* [Your goal] Please state in a single number how many lines of the entries below include the word "changes".

* [Source material]
BEGIN

PR #40498, opened 2025-09-03
Add agent specific gcc toolchains

JSGette:
### What does this PR do?
Introduces hermetic and downloadable gcc toolchains for Linux x86 and aarch64 for bazel.

### Motivation
To ensure compatibility with older versions of `libc` we are relying on cross-compilation toolchains built via [crosstool-ng ](https://github.com/crosstool-ng/crosstool-ng/). To take the next logical step we want to let bazel handle toolchains. We are reusing [gcc-toolchain](https://github.com/f0rmiga/gcc-toolchain) project that represents a fully hermetic toolchain that, however, requires certain adaptations to make it work with those created by `crosstool-ng`.

Used `toolchain_resolution_debug` flag and `--subcommands` to ensure we are calling the tools from our hermetic toolchains.


deps/repos.MODULE.bazel
```diff
@@ -25,10 +25,41 @@ http_archive = use_repo_rule("@bazel_tools//tools/build_defs/repo:http.bzl", "ht
 
 http_archive(
```
JSGette: Result of `buildifier`

bazel/patches/datadog_agent_toolchain.patch
```diff
@@ -0,0 +1,513 @@
...
+                         flags = sanitizer.cflags,
+diff --git a/toolchain/defs.bzl b/toolchain/defs.bzl
+index 00ef405..94d2c49 100644
+--- a/toolchain/defs.bzl
++++ b/toolchain/defs.bzl
+@@ -32,6 +32,7 @@ def _gcc_toolchain_impl(rctx):
+     absolute_toolchain_root = str(rctx.path("."))
+     execroot = paths.normalize(paths.join(absolute_toolchain_root, "..", ".."))
+     toolchain_root = paths.relativize(absolute_toolchain_root, execroot)
++    rctx.symlink("{}/{}-unknown-linux-gnu/bin".format(toolchain_root, rctx.attr.target_arch), "{}/xbin".format(toolchain_root))
```
rdesgroppes: I'm not a big fan of comments because they frequently paraphrase the next few lines of code (and later diverge from them), but I would love to have one here that explains the purpose of the symlink.

bazel/patches/datadog_agent_toolchain.patch
```diff
@@ -0,0 +1,513 @@
...
+     c_builtin_includes = [
+         include.format(
+@@ -71,7 +72,9 @@ def _gcc_toolchain_impl(rctx):
+         ] + ([
+             "%workspace%/{include_prefix}include",
+         ] if target_arch != ARCHS.x86_64 else []) + [
+-            "%workspace%/sysroot/usr/include",
++            #"%workspace%/sysroot/usr/include",
++        ] + [
++            "%workspace%/{include_prefix}sysroot/usr/include",
```
rdesgroppes:
```suggestion
+            "%workspace%/{include_prefix}sysroot/usr/include",
```

rdesgroppes (approved):
Looks very good to me:
- proper, comprehensive patch
- changes tailored to the very need
- in short: `bazel`-idiomatic

bazel/patches/datadog_agent_toolchain.patch
JSGette: That's not needed actually, removed

deps/repos.MODULE.bazel
rdesgroppes: rebasing the PR on top of `main` would shrink changes down - maybe with conflicts?

deps/repos.MODULE.bazel
```diff
@@ -25,10 +25,41 @@ http_archive = use_repo_rule("@bazel_tools//tools/build_defs/repo:http.bzl", "ht
...
+gcc_toolchains.toolchain(
+    name = "gcc_toolchain_aarch64",
+    binary_prefix = "aarch64-unknown-linux-gnu-",
+    gcc_version = "12.3.0",
+    target_arch = "aarch64",
+)
+use_repo(gcc_toolchains, "gcc_toolchain_x86_64")
+use_repo(gcc_toolchains, "gcc_toolchain_aarch64")
+
+register_toolchains(
```
JSGette, line 62: The only thing that I don't like about this is that we are unconditionally registering aarch64 toolchain that isn't a crosstool, it cannot be used on x86 system. There should be a way, though, to avoid that

JSGette: I want to benefit from bazel's laziness

rdesgroppes: To second this, from another perspective: contributors are likely interested in a small subset of available targets to build or test, but all of them are anyway declared. So, yes, the laziness of `bazel` is the feature we count on to prepare only needed dependencies (whether `dev_dependency = True` or `False`).

rdesgroppes: All that to say I would even remove the TODO...

rdesgroppes (approved):
Even greater than earlier!

bazel/patches/datadog_agent_toolchain.patch
```diff
@@ -0,0 +1,551 @@
...
+-    name = "_fortran_toolchain",
+-    cc_toolchain = ":_cc_toolchain",
+-)
+-
+ toolchain(
+     name = "cc_toolchain",
+     exec_compatible_with = [
+         "@platforms//os:linux",
+-        "@platforms//cpu:x86_64",
++        "@platforms//cpu:{target_arch}",
```
rdesgroppes, line 435: looks like this fixes a bug?

JSGette: not really, this is to ensure no one tries to do cross-compilation as `aarch64` toolchain won't work on x86 machine.

deps/repos.MODULE.bazel
JSGette: I would keep it, though. Yes, one extra toolchain is 100 Mb, but what if we add others (we will likely add more in the future). And now you have to pull something that you don't need and wait longer. Let TODO stay in case someone comes across and has a better idea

END

* [Output for this task] 2